Condry’s association with humans, and human action, is rare and rarely approving. He falls in approvingly with George Borrow in the walking of Plynlimon. R S Thomas is in receipt of a bursary with a condition that it be spent on travel. The two, enraptured at the sighting of a Bonelli’s warbler, overlook a small sign of warning. “Next moment we were being arrested by a French military officer for spying.”
Nearer to home in 1973 thousands of oystercatchers are shot at Burry at the behest of the Secretary of State of Wales, their offence an unproven over-consumption of cockles. At Ynyshir in 1975 wildfowlers shoot carelessly and leave their prey wounded or with broken wings. The remaking of the Clywedog Valley is spectacular but has a chilly air to it. At least the makers of water for Birmingham made their dams with an eye on artistry. The works at Llyn Brianne are of gruesome plainness. “I heartily detest Brianne… especially as it has a loathsomeness of conifers around it.”

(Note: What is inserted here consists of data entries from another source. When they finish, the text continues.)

PR #8288, opened 2022-08-01
[build-utils] Fix symlink on download

styfle:
Some builders, such as `@vercel/next`, return both the symlinked directory and the resolved file.

When `vc build` iterates over the files to recreate them in `.vercel/output`, it fails with `EEXIST: file already exists` when creating the symlink because it first creates the file `node_modules/<symlink>/package.json` and then attempts to create the symlink `node_modules/<symlink>`.

This happened to work before `vc build` because yazl would accept the symlinked directory instead of the package.json file, so this PR is created to match that behavior.

### DIFF
--- a/packages/build-utils/src/fs/download.ts
+++ b/packages/build-utils/src/fs/download.ts
@@ -47,22 +47,22 @@ async function downloadFile(file: File, fsPath: string): Promise<FileFsRef> {
 
   if (isSymbolicLink(mode)) {
     const target = await prepareSymlinkTarget(file, fsPath);
-    console.log('Found symlink', { target, fsPath });
 
     try {
       await symlink(target, fsPath);
     } catch (error: any) {
       if (error?.code === 'EEXIST') {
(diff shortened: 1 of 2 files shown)


packages/build-utils/src/fs/download.ts
```diff
@@ -92,12 +93,28 @@ export default async function download(
...
         return;
       }
 
+      // Some builders resolve symlinks and return both
+      // a file, node_modules/<symlink>/package.json, and
+      // node_modules/<symlink>, a symlink.
+      // Removing the file matches how the yazl lambda zip
+      // behaves so we can use download() with `vercel build`.
+      const parts = name.split('/');
+      for (let i = 0; i < parts.length; i++) {
```
TooTallNate:
```suggestion
      for (let i = 1; i < parts.length; i++) {
```

Minor optimization: I think we want to start at index 1 otherwise we'll always check an empty string entry.

TooTallNate (approved):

Perrin recalls the death of his friend and companion in Morriston Hospital aged eighty on the thirtieth of May 1998. He is of Condry’s world. He too in his first paragraph knows redstart, broomrape and red-backed shrike. “It is surely best to turn from sadness to living memories,” he writes and does so, recalling “a spring day under the great cliff of Clogwyn Du’r Arddu.” Condry shows Perrin “a boulder close to an old mine adit, one side of which was entirely covered in moss campion, the other with purple saxifrage; both in their full flowering glory.” Perrin in turn leads his friend to a ledge that he knows to be home for Lloydia serotina, the Snowden lily.

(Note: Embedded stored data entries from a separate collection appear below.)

PR #8290, opened 2022-08-01
[cli] MAJOR: Connect a Git provider repository in `vc link`

MatthewStanciu:
#8100 added a new `vc git` command, which allows users to connect a Git provider repository, enabling them to set up a full Git workflow for their Vercel projects without having to leave the CLI.

This PR takes this functionality a step further by including it as part of the `vc link` flow. This way, users can set up a Vercel project and add a Git provider repository all in one step.

This PR is blocked by a PR to `front` which adds an option to the Git Settings page for a Project to re-enable the prompt if the user opted out (in review).

#### Tests

#### Code Review


packages/cli/src/util/link/handle-git-connection.ts
```diff
@@ -0,0 +1,271 @@
...
+} from '../git/connect-git-provider';
+import { Output } from '../output';
+import list from '../input/list';
+import Client from '../client';
+import { Org, Project, ProjectSettings } from '../../types';
+import { getCommandName } from '../pkg-name';
+import updateProject from '../projects/update-project';
+import chalk from 'chalk';
+
+function getProjectSettings(project: Project): ProjectSettings {
```
TooTallNate: Is this function necessary? Couldn't you just do `settings || project` below instead?

packages/cli/src/util/link/handle-git-connection.ts
```diff
@@ -0,0 +1,271 @@
...
+  );
+}
+
+export async function promptGitConnectSingleUrl(
+  client: Client,
+  replace = false
+) {
+  return await list(client, {
+    message: replace
+      ? 'Do you want to replace it?'
```
TooTallNate: What is "it" in this context? Can we print something more specific?

MatthewStanciu: This message appears right after another message that gives more context. What do you think of this?

Screen Shot 2022-08-04 at 8 51 27 AM

May want to move the code around a little bit to make it more clear that this is what's happening.

MatthewStanciu: Moved the logic that prints those messages next to each other so that it's clearer what's going on

packages/cli/src/util/link/handle-git-connection.ts
MatthewStanciu: I removed the function, but brought it back briefly. `settings || project` doesn't work because the API expects a list of project settings, so additional `Project` properties like `accountId` make the request fail. I initially created this function because I needed a way to strip the extra properties from `project` to turn it into the type `ProjectSettings`.

I'm sure there's a better way to do this, though.

packages/cli/src/util/git/connect-git-provider.ts
```diff
@@ -43,22 +49,22 @@ export async function connectGitProvider(
...
-        client.output.error(
-          err.message.replace(repo, chalk.cyan(repo)) +
-            `\nVisit ${link(err.link)} for more information.`
-        );
-      }
+    const apiError = isAPIError(err);
+    if (
+      apiError &&
+      (err.meta?.action === 'Install GitHub App' ||
+        err.code === 'repo_not_found')
```
EndangeredMassa: **question (soft-blocking):**  Should this check `err.action` as well?

It was done here, but not sure if it was necessary. https://github.com/vercel/vercel/pull/8351/files#diff-d7690ab6ccbb22582fe76743d64bbd2909e179a7930c35cd52f76d3128a81554R50

packages/cli/test/mocks/project.ts
```diff
@@ -125,13 +125,78 @@ export const defaultProject = {
   ],
 };
 
+export function useUnknownProject() {
+  let project: any; // TODO: properly type
```
EndangeredMassa: **suggestion (soft-blocking):** add the type

In this or a follow-up PR, can we pull in the right type here?

packages/cli/test/mocks/project.ts
```diff
@@ -125,13 +125,78 @@ export const defaultProject = {
   ],
 };
 
+export function useUnknownProject() {
```
EndangeredMassa, line 139: **suggestion (non-blocking):** add comment explaining that ordering matters

That way, hovering over the function in an IDE will show this message.

```suggestion
/**
 * Responds to any GET for a project with a 404.
 * `useUnknownProject` should always come after `useProject`, if any,
 * to allow `useProject` responses to still happen.
 */ 
export function useUnknownProject() {
```

EndangeredMassa: We could save a flag that `useUnknownProject` was called, then check for it in `useProject` and throw an error. I can't think of a reason I'd want to call `useProject` after and have that mean something.

If we did this, we'd have to remember to clear that flag between each test run in a global `afterEach`, or somewhere.

packages/cli/src/util/projects/update-project.ts
```diff
@@ -17,7 +17,7 @@ export default async function updateProject(
     `/v2/projects/${encodeURIComponent(prjNameOrId)}`,
     {
       method: 'PATCH',
-      body: JSON.stringify(settings),
+      body: settings as JSONObject, // TODO: figure out how to not make this cast necessary
```
EndangeredMassa: **suggestion (non-blocking):** move casting to the top of the function body

This conflicts because `ProjectSettings` doesn't (and shouldn't) have the index signature (`[key: Type]: Type;`). Technically, values of type `ProjectSettings` will be compatible with values of type `JSONObject`, but I don't know how to tell TypeScript that.

If we leave the casting, I'd pull it to the top of the function with a comment. I think it makes the logic easier to follow if things like this are called out separately. I suggest something like this:

```
// `ProjectSettings` is technically compatible with JSONObject
const body = settings as JSONObject;
```

packages/cli/src/util/link/handle-git-connection.ts
```diff
@@ -0,0 +1,127 @@
...
+    buildCommand: project.buildCommand,
+    outputDirectory: project.outputDirectory,
+    rootDirectory: project.rootDirectory,
+    directoryListing: project.directoryListing,
+    nodeVersion: project.nodeVersion,
+    skipGitConnectDuringLink: project.skipGitConnectDuringLink,
+  };
+}
+
+export async function handleGitConnection(
```
EndangeredMassa: **suggestion (non-blocking):** rename `handleGitConnection` to something like `addGitConnection`

I think that `handle*` can make sense when talking about handling requests, but here it seems pretty generic. What do you think about a more specific name?

packages/cli/src/util/link/handle-git-connection.ts
```diff
@@ -0,0 +1,127 @@
...
+) {
+  const remoteUrl = Object.values(remoteUrls)[0];
+  const parsedUrl = parseRepoUrl(remoteUrl);
+  if (!parsedUrl) {
+    output.debug(`Could not parse repo url ${parsedUrl}.`);
+    return 1;
+  }
+  const { org: parsedOrg, repo, provider } = parsedUrl;
+  const alreadyLinked =
+    project.link?.org === parsedOrg &&
```
EndangeredMassa: **preference (non-blocking):** use `project.link && ...`, as below

Only using `?.` on one check here seems correct, but visually threw me for a second. I think it's fine either way, but using the other pattern (checking for `project.link && ...` a few lines below makes this seem even more like it does something else, on first read.

Can we use the same pattern in both places? I prefer the second, but either is good.

packages/cli/src/util/link/git-connect-prompts.ts
```diff
@@ -0,0 +1,83 @@
...
+import { formatProvider } from '../git/connect-git-provider';
+import list from '../input/list';
+import { Output } from '../output';
+
+export async function promptGitConnectSingleUrl(
+  client: Client,
+  output: Output,
+  project: Project,
+  remoteUrl: string,
+  replace = false
```
EndangeredMassa: **suggestion (soft-blocking):** rename `replace` to `hasDiffConnectedProvider`

In this or a follow-up PR, can we change the name `replace` to something that better represents the value it holds OR better represents how it should affect the flow?

Better represents value: `hasDiffConnectedProvider`

Better represents affected flow: `shouldPromptToReplaceConnectedProvider`

packages/cli/src/util/link/git-connect-prompts.ts
```diff
@@ -0,0 +1,83 @@
...
+      `Found Git remote url ${chalk.cyan(
+        remoteUrl
+      )}, which is different from the connected ${formatProvider(
+        currentProvider
+      )} repository ${chalk.cyan(currentRepoPath)}.`
+    );
+  } else {
+    output.log(`Found local Git remote URL: ${chalk.cyan(remoteUrl)}`);
+  }
+  return await list(client, {
```
cb1kenobi, line 32: Could be just me, but after accepting the project settings, the command does work and then a few seconds later it prints out 8 lines for the Git remote URL prompt.

For me, it seems like a bit too much to process: the bold text, the `>`, the `●`, the `○`, the colors. What do you think of inserting a line break before prompting?

image

packages/cli/src/util/link/setup-and-link.ts
```diff
@@ -128,6 +130,20 @@ export default async function setupAndLink(
   } else {
     const project = projectOrNewProjectName;
 
+    const remoteUrls = await getRemoteUrls(join(path, '.git/config'), output);
+    if (remoteUrls && !project.skipGitConnectDuringLink) {
+      const connectGit = await handleGitConnection(
+        client,
+        org,
+        output,
```
cb1kenobi: Since `output` and `client.output` are the same, and the code is already passing `client` around, maybe remove `output` and pull `output` out of `client` when needed?

packages/cli/src/util/link/handle-git-connection.ts
```diff
@@ -0,0 +1,127 @@
...
+}
+
+export async function handleGitConnection(
+  client: Client,
+  org: Org,
+  output: Output,
+  project: Project,
+  remoteUrls: Dictionary<string>,
+  settings?: ProjectSettings
+): Promise<number | void> {
```
cb1kenobi: Out of curiosity, why does this return a number? I know `connectGitProvider()` is where the number originates on error, but it's not clear what `/v4/projects/{id}/link` returns or why an `Error` isn't thrown instead with a message and code.

packages/cli/src/util/projects/update-project.ts
```diff
@@ -1,5 +1,5 @@
 import Client from '../client';
-import { ProjectSettings } from '../../types';
+import { JSONObject, ProjectSettings } from '../../types';
```
cb1kenobi: Do we ever use `import type ...` if we're only importing types?

TooTallNate: Ideally yes, but we don't have a lint rule set up for that yet (we should use `@vercel/style-guide` 😬).

EndangeredMassa (approved):
I like having more functions for following the logic. Most of them require a lot of parameters, which is a flag that there may be a better structure for them. We could dig deeper into that to see if there is a better structure, if you were interested. For this PR, I think it's good.

I flipped the labels around so this wouldn't automerge with a single approval.

packages/cli/src/util/link/git-connect-prompts.ts
EndangeredMassa: I had the same experience. I think a line break somewhere here would be useful. If it goes before the line "Found local Git remote", it keeps that line in the context of the prompt. It may be clearer to have the origin name in these lines.

It could look like:

```
Auto-detected Project Settings (Hexo):
- Build Command: hexo generate
- Development Command: hexo server --port $PORT
- Install Command: `yarn install`, `pnpm install`, or `npm install`
- Output Directory: public
? Want to modify these settings? [y/N] n

> Found local Git remote "origin": https://github.com/EndangeredMassa/boa-v3-hexo.git
> Do you want to connect "origin" to your Vercel project? yes
> Connecting...
> Connected GitHub repository EndangeredMassa/boa-v3-hexo!
✅  Linked to endangeredmassa/test-link-2 (created .vercel)
```

packages/cli/src/util/link/handle-git-connection.ts
EndangeredMassa: There is a convention of returning numbers up a call stack to use as an exit code, but I agree that it's probably not one we want to perpetuate. There have been discussions before about wanting to refactor this convention away. I think we can refine this in a different PR.

cb1kenobi: Related/unrelated, is there a reason we haven't upgraded to v9 of the api and secondly are there api docs for v4?

packages/cli/src/util/link/handle-git-connection.ts
cb1kenobi: FWIW, more and more recently, I've been doing `?.` to short circuit as this code is written. The only times I am more explicit is when the logic is a bit more complex (or's) or when TypeScript complains.

MatthewStanciu:
sorry about that ^ blindly ran find-and-replace to change the name of my variable, and didn't check to see if that variable name was also present in other places in the code 🤦

packages/cli/src/util/link/git-connect-prompts.ts
MatthewStanciu: I love the suggestion. I think I just addressed this.

packages/cli/src/util/link/setup-and-link.ts
MatthewStanciu: Thanks, great suggestion.

packages/cli/src/util/projects/update-project.ts
MatthewStanciu: What Nate said, but I just changed it to import type.

packages/cli/src/util/git/connect-git-provider.ts
MatthewStanciu: I still can't figure out why this is the case, but it appears `err.action` is the way now. `err.meta` is gone. Just updated to use `err.action`.

packages/cli/src/util/link/handle-git-connection.ts
MatthewStanciu: I think `addGitConnection()` is perfect! Thanks.

MatthewStanciu: What do you think about the functions like `handleOptions()`, which parses the responses to the connection prompt and handles them accordingly?

packages/cli/src/util/link/handle-git-connection.ts
MatthewStanciu: Thanks for catching the inconsistency. I don't have a strong preference yet, so I went with the second.

packages/cli/src/util/link/handle-git-connection.ts
MatthewStanciu: I think the only reason I used `v4` was because I was looking at code in `front` that used `v4`. I just updated it to use `v9` and tested and it appears to work!

packages/cli/test/unit/commands/git.test.ts
```diff
@@ -39,6 +39,11 @@ describe('git', () => {
         await expect(client.stderr).toOutput('Found project');
         client.stdin.write('y\n');
 
+        await expect(client.stderr).toOutput(
+          'Do you want to connect "origin" to your Vercel project?'
+        );
+        client.stdin.write('n\n');
```
cb1kenobi, line 45: Missing a `\`?

cb1kenobi (changes requested):

packages/cli/test/unit/commands/git.test.ts
cb1kenobi: Nevermind! :)

cb1kenobi (approved):

packages/cli/src/util/link/handle-options.ts
```diff
@@ -0,0 +1,96 @@
...
+  option: string,
+  client: Client,
+  org: Org,
+  project: Project,
+  settings: ProjectSettings,
+  repoInfo?: RepoInfo
+) {
+  const { output } = client;
+  if (option === 'no') {
+    return skip(output);
```
EndangeredMassa: **preference (non-blocking):** separate `return` to make it clearer that no value is expected from `skip`

```suggestion
    skip(output);
    return;
```

Skip only returns `undefined`. This code works, but it implies more is going on. I suggest separating them. The same goes for `return optOut;`.

I think this all stems from the convention of functions used by CLI commands to return a number or whatever other type they would successfully return otherwise. We should discuss and possibly refactor these out, but not in this PR or overall task.

EndangeredMassa (approved):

Perrin identifies the scholarship “lightly worn but of serious depth” – Condry had degrees from Birmingham, London and Aberystwyth. He locates the writing within a rich tradition that takes in, among diverse strands, Carew and Herrick , Jefferies and Williamson, Matthiessen and Schaller. Perrin even commends the Cormac McCarthy of The Crossing.
Perrin, “a writer’s writer” in the words of Jon Gower, is a stylist whose own prose rests on a powerful hexameter rhythm. Unsurprisingly he hails similar qualities in the Condry style. A piece on the Dyfi estuary comprises “a dream-like mastery of prose-rhythm here, an underlying metricality as smoothly flowing as the tide itself.”
Perrin sketches the biography and the influences lightly. Non-conformity is to the fore. Condry’s mother attended the same meeting-house of the Society of Friends to which my mother would take her family on a Christmas morning. The strand of socialism was that of Robert Blatchford and his weekly publication The Clarion. Membership was of the Independent Labour Party. The Clent Hills were the nearest to the childhood home. Holidays took the form of camping for weeks on end in the shadow of the Rhinogs. The result: “it is out of doors that I have always felt most at ease.”
In the Condry Archive at the National Library Perrin reads a notebook entry written by the then sixteen year old. He descries even at that age the echo of Thoreau. Thoreau himself is cited by Condry in 1954: “We need the tonic of wildness… we require that all things be mysterious and unexplorable… we can never have enough of nature.”